Earlier this year I talked about OutOfMemory Java Exceptions I was experiencing. Now I find myself back in the position of writing Java Agents that could potentially leak memory and I'm still really non-the-wiser as to whether I'm clearing up after myself properly in my code.

The code I've written generates PDFs and both emails them and attaches to document. There are OutputStream, InputStreams, ByteArrays, Streams, MimeEntities not to mention all the Domino objects being used.

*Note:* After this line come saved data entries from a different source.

Issue #387, opened 2021-07-20
bug in sha256_ethereum.tcc | get_hash


kaxxa123:
Hello there is a little bug in this code:
https://github.com/clearmatics/zeth/blob/master/libzeth/circuits/sha256/sha256_ethereum.tcc

Function:
template<typename FieldT>
libff::bit_vector sha256_ethereum<FieldT>::get_hash(
    const libff::bit_vector &input)

This function is missing the ZERO parameter
   sha256_ethereum<FieldT> eth_hasher(
        pb, input_block, output_variable, "eth_hasher_gadget");

This causes a compile time error so its not serious.

I fixed this as follows:

template<typename FieldT>
libff::bit_vector sha256_ethereum<FieldT>::get_hash(
    const libff::bit_vector &input)
{
    libsnark::protoboard<FieldT> pb;

    libsnark::pb_variable<FieldT> ZERO;
    ZERO.allocate(pb, "ZERO");

    libsnark::block_variable<FieldT> input_block(
        pb, libsnark::SHA256_block_size, "input_block");
    libsnark::digest_variable<FieldT> output_variable(
        pb, libsnark::SHA256_digest_size, "output_variable");
    sha256_ethereum<FieldT> eth_hasher(
        pb, ZERO, input_block, output_variable, "eth_hasher_gadget");

    pb.val(ZERO) = FieldT::zero();
    input_block.generate_r1cs_witness(input);
    eth_hasher.generate_r1cs_witness();

    return output_variable.get_digest();
}

dtebbs:
Thanks for raising this @kaxxa123, and for the code snippet.  I guess that gadget has not been used for a while and needs some attention (and a test).  Feel free to submit a pull request with your fix.

AntoineRondelet:
Thanks @kaxxa123! Good catch, the function signature is not satisfied indeed justifying the compilation error.

Rather than quick fixing this and add ZERO back, we should probably bring the sha256 hasher interface in sync with the blake one (which doesn't use ZERO), see:
https://github.com/clearmatics/zeth/blob/8247fc3df9d0025000196293e121330440178ec0/libzeth/circuits/circuit_utils.tcc#L51-L64

Removing ZERO from the arguments of the sha constructor begs for a refactoring of this "legacy" function that uses ONE and ZERO. So we need to get rid of the useless directives at the top of the file and use FieldT::one(), FieldT::zero() apropriately here:
[...]

PR #391, opened 2021-08-11
Fix sha256 gadget (depends on #390)

dtebbs:
- [x] remove some uses of ZERO in bit-string variables
- [x] test for `sha256_ethereum::get_hash()`
- [x] remove ZERO in `sha256_ethereum` constructor
- [x] factor out some bit-string code (which is no longer used in the test anyway)

Addresses #387


libzeth/core/bits.cpp
```diff
@@ -62,4 +62,13 @@ std::vector<bool> bit_vector_from_size_t_be(size_t x)
     return res;
 }
 
+void bit_vector_write_string(const std::vector<bool> &bits, std::ostream &out_s)
```
AntoineRondelet, line 65: I'd rename to `bit_vector_write` for consistency with other serialization functions (e.g. https://github.com/clearmatics/libff/blob/develop/libff/algebra/fields/field_serialization.hpp#L33)

libzeth/tests/circuits/prfs_test.cpp
```diff
@@ -117,7 +119,7 @@ TEST(TestPRFs, TestPRFAddrApkGadget)
             0, 0, 0, 0, 0, 0, 0, 0, // 00
             1, 1, 1, 1, 1, 1, 1, 1  // FF
         },
-        ZERO);
+        "sk");
```
AntoineRondelet, line 122: Why not stick to the variable name here for the annotation? (same question for the lines below, e.g. why "expected0"/"expected1" and not "rho_expected0" etc.?)

libzeth/tests/circuits/sha256_test.cpp
```diff
@@ -180,26 +170,16 @@ TEST(TestSHA256, TestHashWithZeroLeg)
         pb, {left, right}, "Block_variable");
 
     libzeth::sha256_ethereum<Field> hasher(
-        pb, ZERO, input_block, result, "Sha256_ethereum");
+        pb, input_block, result, "Sha256_ethereum");
```
AntoineRondelet, line 173: `Sha256_ethereum` -> `sha256_ethereum` (I know that was like this before, but we don't use caps in annotations so one to fix here)

libzeth/circuits/circuit_utils.tcc
```diff
@@ -46,22 +46,21 @@ libsnark::linear_combination<FieldT> packed_addition(
...
         libsnark::pb_variable_array<FieldT>(inputs.rbegin(), inputs.rend()));
-};
+}
 
-// Takes a vector of boolean values, and convert this vector of boolean values
-// into a vector of FieldT::zero() and FieldT:one()
+// Allocate an array of variables on a given protoboard, and set the values to
+// zero or one based on a vector of bits.
 template<typename FieldT>
 libsnark::pb_variable_array<FieldT> variable_array_from_bit_vector(
```
AntoineRondelet, line 54: Actually, since the `fill_with_bits` method of `pb_variable_array` is used here, can't we simply remove the: `bits<numBits>::fill_variable_array` function? Looks like it is redundant since every call of `bits<numBits>::fill_variable_array` will be of the form: `<bit_vector>.fill_variable_array(pb, <pb_variable_array>);` and can thus be expressed by switching the pb_var and the bit vector as `<pb_variable_array>.fill_with_bits(pb, <bit_vector>);` 

Do you remember why the `bits<numBits>::fill_variable_array` function was needed (@dtebbs)?

Note: If still needed it would probably be more appropriate to rename `fill_variable_array` to `fill_pb_variable_array` to stick to type names, but the changes related to this function would need to be done in another PR anyway since it goes beyond the scope of this specific PR (`bits.fill_variable_array` is used in many gadgets)

dtebbs: For now, `bits<numBits>` is not compatible with `pb_variable_array<FieldT>::fill_with_bits`, so we would have to overload or modify this function in order to replace `bits<numBits>::fill_variable_array`.
Or, it could make sense to create an equivalent function to `variable_array_from_bit_vector` in this repo.

As you say, it would touch a lot of code, so maybe one for another PR.

libzeth/core/bits.cpp
dtebbs: Where the serialization functions use a specific encoding, the convention is `<type>_<operation>_<encoding>`.  In libff, we have functions which are parameterized by the encoding, hence we drop the `_<encoding>` part in the name.

libzeth/circuits/circuit_utils.tcc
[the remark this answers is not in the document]
dtebbs: Renamed everywhere.

libzeth/tests/circuits/prfs_test.cpp
dtebbs: changed the annotation string

libzeth/tests/circuits/sha256_test.cpp
dtebbs: changed the annotation

dtebbs:
Thanks for the comments @AntoineRondelet . Should be addressed in the latest version.

libzeth/core/bits.cpp
AntoineRondelet: Ah yes indeed, thanks

libzeth/tests/circuits/prfs_test.cpp
AntoineRondelet: The same comment applied for all the file where I can see that annotations differ from the variable names in many places.

libzeth/circuits/circuit_utils.tcc
AntoineRondelet: >> Do you remember why the bits<numBits>::fill_variable_array function was needed (@dtebbs)?
> For now, bits<numBits> is not compatible with pb_variable_array<FieldT>::fill_with_bits

Ah yes the types won't match..
From what I can see, `fill_with_bits`: https://github.com/clearmatics/libsnark/blob/master/libsnark/gadgetlib1/pb_variable.tcc#L49-L57 and `fill_variable_array`: https://github.com/clearmatics/zeth/blob/develop/libzeth/core/bits.tcc#L107-L119 are running the same code. Only diff is indeed on the type side of things, one is manipulating a vector, the other is manipulating an array. So `bits<numBits>::fill_variable_array` can be expressed as the composition of `array_to_vector` and `pb_variable_array<FieldT>::fill_with_bits` (i.e. its definition can be expressed as a wrapper around this function composition - introducing 2 additional function calls and context switching. This code is far from being the bottleneck though, so no major deal here). Anyway, not a big one, but I think we should rename the functions to strictly stick to the `<typeX>_to_<typeY>` syntax, and maybe consider some minor refactoring on the `bits` class code and/or `pb_variable` code. One for future PRs.

dtebbs: > So bits<numBits>::fill_variable_array can be expressed as the composition of array_to_vector and pb_variable_array<FieldT>::fill_with_bits (i.e. its definition can be expressed as a wrapper around this function composition - introducing 2 additional function calls and context switching. This code is far from being the bottleneck though, so no major deal here)

For the future but just to note, composing those functions would mean allocating and copying these structures, no matter how larger they are, just to deal with type differences.  A generic `fill_with_bits` function that can accept different containers would allow us to combine the code and avoid unnecessary allocating and copying.

AntoineRondelet: > A generic fill_with_bits function that can accept different containers would allow us to combine the code and avoid unnecessary allocating and copying.

Oh yes definitely, this would be much better

AntoineRondelet (approved):
LGTM, thanks @dtebbs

I've done my best to close, flush and recycle everything. But I'm still paranoid. I don't want to be responsible for killing no server.

Stressing Out

So, I've been stress testing the server. Big time. To do this I added a Page in the database and threw together the tool you see below, which lets me tell it which URL to stress test and when I press "Go" it makes a request for that URL once every second until I tell it to stop.

image

The output you see in the textarea is the JSON I got the Agent to return. The Agent does it's usual business of creating the PDF and storing in a document. It then returns some information about the JVM's memory usage. To do this the Agent ends with this code:

out.println("Content-Type: text/plain");
out.println("");
out.println("{\"memory\":"+
    "{\"total\":"+Long.toString(Runtime.getRuntime().totalMemory())+
    ",\"free\":"+Long.toString(Runtime.getRuntime().freeMemory())+"}}");

I then left the Ajax code running and calling the code once a second. Overnight!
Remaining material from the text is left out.